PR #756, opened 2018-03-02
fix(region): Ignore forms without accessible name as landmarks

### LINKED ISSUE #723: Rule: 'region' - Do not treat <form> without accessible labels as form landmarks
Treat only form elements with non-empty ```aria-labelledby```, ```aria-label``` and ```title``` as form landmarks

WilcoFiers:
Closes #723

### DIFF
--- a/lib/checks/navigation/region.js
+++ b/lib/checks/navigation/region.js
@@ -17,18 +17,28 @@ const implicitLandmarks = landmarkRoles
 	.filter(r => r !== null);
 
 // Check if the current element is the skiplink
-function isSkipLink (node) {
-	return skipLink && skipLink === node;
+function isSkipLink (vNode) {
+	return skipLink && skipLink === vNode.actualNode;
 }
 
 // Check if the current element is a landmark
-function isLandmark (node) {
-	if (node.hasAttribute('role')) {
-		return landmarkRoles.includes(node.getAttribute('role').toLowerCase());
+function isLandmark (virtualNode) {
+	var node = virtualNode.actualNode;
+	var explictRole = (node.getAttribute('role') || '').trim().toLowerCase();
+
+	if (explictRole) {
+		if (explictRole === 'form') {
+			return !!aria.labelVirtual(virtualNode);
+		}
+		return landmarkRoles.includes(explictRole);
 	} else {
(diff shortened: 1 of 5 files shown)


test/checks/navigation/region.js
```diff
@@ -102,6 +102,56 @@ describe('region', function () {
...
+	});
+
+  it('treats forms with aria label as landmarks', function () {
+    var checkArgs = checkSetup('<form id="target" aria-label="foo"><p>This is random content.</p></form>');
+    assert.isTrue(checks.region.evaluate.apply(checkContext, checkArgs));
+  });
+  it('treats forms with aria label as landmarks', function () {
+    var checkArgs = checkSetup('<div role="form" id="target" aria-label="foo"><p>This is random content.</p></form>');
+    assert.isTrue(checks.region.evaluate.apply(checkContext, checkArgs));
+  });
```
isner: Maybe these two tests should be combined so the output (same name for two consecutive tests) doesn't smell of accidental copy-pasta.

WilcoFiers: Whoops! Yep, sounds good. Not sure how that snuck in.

--

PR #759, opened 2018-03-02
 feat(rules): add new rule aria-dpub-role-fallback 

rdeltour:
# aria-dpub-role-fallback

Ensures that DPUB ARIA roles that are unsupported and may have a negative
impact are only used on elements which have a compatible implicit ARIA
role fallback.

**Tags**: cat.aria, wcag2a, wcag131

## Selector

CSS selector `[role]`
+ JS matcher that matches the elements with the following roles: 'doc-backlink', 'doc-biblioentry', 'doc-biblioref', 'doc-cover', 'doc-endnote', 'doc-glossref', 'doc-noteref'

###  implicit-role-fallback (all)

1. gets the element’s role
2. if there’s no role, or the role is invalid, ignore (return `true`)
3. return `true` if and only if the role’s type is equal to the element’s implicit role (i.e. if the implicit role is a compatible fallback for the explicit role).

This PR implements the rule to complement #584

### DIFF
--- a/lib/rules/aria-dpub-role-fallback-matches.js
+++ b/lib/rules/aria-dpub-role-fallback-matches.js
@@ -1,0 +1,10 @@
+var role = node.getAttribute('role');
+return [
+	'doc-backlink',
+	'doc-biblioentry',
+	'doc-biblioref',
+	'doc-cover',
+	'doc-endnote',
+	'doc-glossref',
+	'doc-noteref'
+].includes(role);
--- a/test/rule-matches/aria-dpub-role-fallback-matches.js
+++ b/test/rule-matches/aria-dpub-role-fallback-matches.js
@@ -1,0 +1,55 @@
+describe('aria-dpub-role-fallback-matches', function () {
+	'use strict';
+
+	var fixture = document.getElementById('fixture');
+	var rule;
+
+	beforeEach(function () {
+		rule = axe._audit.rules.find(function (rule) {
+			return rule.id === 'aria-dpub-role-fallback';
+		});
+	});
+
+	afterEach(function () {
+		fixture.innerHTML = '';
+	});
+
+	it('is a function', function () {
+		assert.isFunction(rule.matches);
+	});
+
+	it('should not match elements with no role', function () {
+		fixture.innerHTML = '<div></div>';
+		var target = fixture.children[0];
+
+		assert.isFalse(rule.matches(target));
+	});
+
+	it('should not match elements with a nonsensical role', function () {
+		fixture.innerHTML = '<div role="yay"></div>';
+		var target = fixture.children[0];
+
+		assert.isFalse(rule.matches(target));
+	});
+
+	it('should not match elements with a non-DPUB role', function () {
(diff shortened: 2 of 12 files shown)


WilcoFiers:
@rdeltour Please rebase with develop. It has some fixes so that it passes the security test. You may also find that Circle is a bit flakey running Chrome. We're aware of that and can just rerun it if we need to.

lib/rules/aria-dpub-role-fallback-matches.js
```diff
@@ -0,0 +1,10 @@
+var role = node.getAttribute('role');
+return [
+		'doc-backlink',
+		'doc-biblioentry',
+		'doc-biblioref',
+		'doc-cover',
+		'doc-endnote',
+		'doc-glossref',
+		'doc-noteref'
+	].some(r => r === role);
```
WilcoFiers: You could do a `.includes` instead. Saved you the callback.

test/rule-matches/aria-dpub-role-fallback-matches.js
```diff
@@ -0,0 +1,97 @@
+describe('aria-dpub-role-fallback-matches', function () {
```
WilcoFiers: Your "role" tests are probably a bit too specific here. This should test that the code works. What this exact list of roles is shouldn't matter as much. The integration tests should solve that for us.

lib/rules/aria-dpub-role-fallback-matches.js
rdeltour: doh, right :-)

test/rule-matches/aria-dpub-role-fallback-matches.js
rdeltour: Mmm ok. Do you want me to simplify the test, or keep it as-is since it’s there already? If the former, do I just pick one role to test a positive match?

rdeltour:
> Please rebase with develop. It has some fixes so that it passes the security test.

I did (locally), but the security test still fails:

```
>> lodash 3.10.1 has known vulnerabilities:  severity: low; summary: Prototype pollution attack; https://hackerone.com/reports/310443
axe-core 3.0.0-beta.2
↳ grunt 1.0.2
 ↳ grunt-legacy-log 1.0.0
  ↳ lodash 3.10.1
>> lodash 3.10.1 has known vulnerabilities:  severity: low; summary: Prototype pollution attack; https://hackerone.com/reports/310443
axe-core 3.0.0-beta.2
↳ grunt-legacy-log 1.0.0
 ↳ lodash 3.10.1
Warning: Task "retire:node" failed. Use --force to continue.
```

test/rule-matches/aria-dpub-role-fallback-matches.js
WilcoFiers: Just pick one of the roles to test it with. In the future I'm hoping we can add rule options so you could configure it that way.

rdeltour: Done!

Instructions to follow »
Check each line of the data above for the word "explictRole" and copy the ones where it is found.

Finished task »
+	var explictRole = (node.getAttribute('role') || '').trim().toLowerCase();
+	if (explictRole) {
+		if (explictRole === 'form') {
+		return landmarkRoles.includes(explictRole);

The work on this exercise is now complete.